Two days before Holocaust Remembrance Day last week, German Chancellor Olaf Scholz, under heavy pressure from Washington and pro-war members of his own government, announced that Germany would be sending 14 Leopard 2A6 main battle tanks to Ukraine.
Answering media questions at the German Bundestag, Scholz declared:
“It is right that we act closely with our international partners to support Ukraine — financially, with humanitarian aid, but also with weapons deliveries. Now we can say that, in Europe, it is us and Britain who have made the most weapons available for Ukraine. Germany will always be at the forefront when it comes to supporting Ukraine.”
Two days later, at her own press conference, Russian Foreign Ministry spokesperson Maria Zakharova responded:
“We all remember what are German tanks. These are machines which became a symbol, not only of death…not only of deathly ideology. They became a symbol of misanthropy, as a global existential threat to the planet.
When you read about Nazism and fascism about those times in the Second World War, I think that these SS uniforms and these very German tanks and these symbols of the Third Reich had become a global symbol of the fall of the humankind into the abyss of hatred and horror and massacre.”
Zakharova had more to say:
“It was exactly the German tanks which became the symbol — the anti-symbol, I would say — which will stay in the memory of all humankind forever. Now these German tanks will once again be on our land. … So what does Berlin expect? That these armored vehicles, with all their symbols back then and now, that they will cross our villages and settlements? We remember the end of those times. Does Berlin remember?”
The Morgenthau Plan
Henry Morgenthau, Jr., center, with FDR in Poughkeepsie, NY, Nov. 6, 1944. Photo: FDR Presidential Library & Museum / Wikimedia Commoms.
In the aftermath of the horrific atrocities inflicted on the world by Nazi Germany, there were many who believed that Germany no longer had the moral right to exist.

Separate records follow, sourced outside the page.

PR #1038, opened 2025-01-16
add config for passing extra kwargs to maxwell_filter

drammock:
### Before merging …

### DIFF
--- a/mne_bids_pipeline/steps/preprocessing/_03_maxfilter.py
+++ b/mne_bids_pipeline/steps/preprocessing/_03_maxfilter.py
@@ -378,11 +378,6 @@ def run_maxwell_filter(
         head_pos=head_pos,
         extended_proj=extended_proj,
     )
-    if duplicates := (set(cfg.mf_extra_kws) & set(mf_kws)):
-        raise RuntimeError(
-            f"`mf_extra_kws` contains keys {', '.join(sorted(duplicates))} that are "
-            "handled by dedicated config keys. Please remove them from `mf_extra_kws`."
-        )
     mf_kws |= cfg.mf_extra_kws
 
     logger.info(**gen_log_kwargs(message=f"{apply_msg} {recording_type} data"))
--- a/mne_bids_pipeline/steps/preprocessing/_03_maxfilter.py
+++ b/mne_bids_pipeline/steps/preprocessing/_03_maxfilter.py
@@ -378,6 +378,8 @@ def run_maxwell_filter(
         head_pos=head_pos,
         extended_proj=extended_proj,
     )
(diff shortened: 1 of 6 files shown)


mne_bids_pipeline/steps/preprocessing/_03_maxfilter.py
```diff
@@ -378,6 +378,12 @@ def run_maxwell_filter(
         head_pos=head_pos,
         extended_proj=extended_proj,
     )
+    if duplicates := (set(cfg.mf_extra_kws) & set(mf_kws)):
+        raise RuntimeError(
```
drammock, line 382: is there a better error class than `RuntimeError` that I should be using instead?  ConfigError or similar?

hoechenberger: ValueError perhaps?

hoechenberger: ValueError perhaps?

larsoner: Agreed. Would it be worth adding a `mne_bids_pipeline.ConfigError` subclass?
```
class ConfigError(ValueError):
    pass
```

Also this validation would ideally happen in with the rest of the config validation stuff in `_config_import.py` but I understand if it's a pain because we'd have to list the set of (dis)allowed `kwargs` over there probably, which isn't elegant

drammock: it wasn't hard. see [647b830](https://github.com/mne-tools/mne-bids-pipeline/pull/1038/commits/647b830c453a8c2d6d7ec1d6c11eadabc4834155)

mne_bids_pipeline/steps/preprocessing/_03_maxfilter.py
```diff
@@ -378,6 +378,7 @@ def run_maxwell_filter(
         head_pos=head_pos,
         extended_proj=extended_proj,
     )
+    mf_kws |= cfg.mf_extra_kws
```
larsoner, line 381: or similar
```suggestion
    # If the mf_kws keys above change, we need to modify our list
    # of illegal keys in _config_import.py
    mf_kws |= cfg.mf_extra_kws
```

larsoner (commented):
Other than one tiny suggestion, LGTM!

drammock:
ok, incorporated Eric's suggestion and updated the validation test to check that it works. Should be ready for merge-when-green?

larsoner:
Yep, done!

President Franklin D. Roosevelt’s Secretary of the Treasury Henry Morgenthau, Jr. was one of those people. In 1944 he promulgated a plan, subsequently known as the “Morgenthau Plan,” which called for the demilitarization and dismemberment of Germany after the Second World War.
“It should be the aim of the Allied Forces,” Morgenthau wrote, “to accomplish the complete demilitarization of Germany in the shortest possible period of time after surrender. This means completely disarming the German Army and people (including the removal or destruction of all war material), the total destruction of the whole German armament industry, and the removal or destruction of other key industries which are basic to military strength.”
Morgenthau singled out the Ruhr Area for particular attention. “Here lies the heart of German industrial power, the cauldron of wars,” he wrote. “This area should not only be stripped of all presently existing industries but so weakened and controlled that it cannot in the foreseeable future become an industrial area.”
Morgenthau didn’t just target the industrial capabilities, but the human potential to sustain them. “All people within the area should be made to understand that this area will not again be allowed to become an industrial area. Accordingly, all people and their families within the area having special skills or technical training should be encouraged to migrate permanently from the area and should be as widely dispersed as possible,” he said.
New Security Model
Leopard 2A4 tank in Singapore, 2010. Photo: Cabal, CC BY-SA 3.0, Wikimedia Commons.
This history seems lost on Armin Papperger, the CEO of Rheinmetall AG, the producer of the Leopard 2 tank. The headquarters of Rheinmetall AG is in Dusseldorf, the capital of North Rhine–Westphalia Land, the epicenter of the Ruhr Area targeted by the Morgenthau Plan. Papperger and his armaments company are the benefactors of German Chancellor Olaf Scholz’s Zeitenwende (“watershed”) policy, announced with great fanfare on Feb. 27, 2022 — three days after Russia’s invasion of Ukraine.
In this speech, Sholtz turned his back on the German experiences of both the First and Second World Wars, where unrestrained German militarism worked in concert with German industrialists to build massive military capability, which was then married to aggressive German foreign policies that turned into global conflict.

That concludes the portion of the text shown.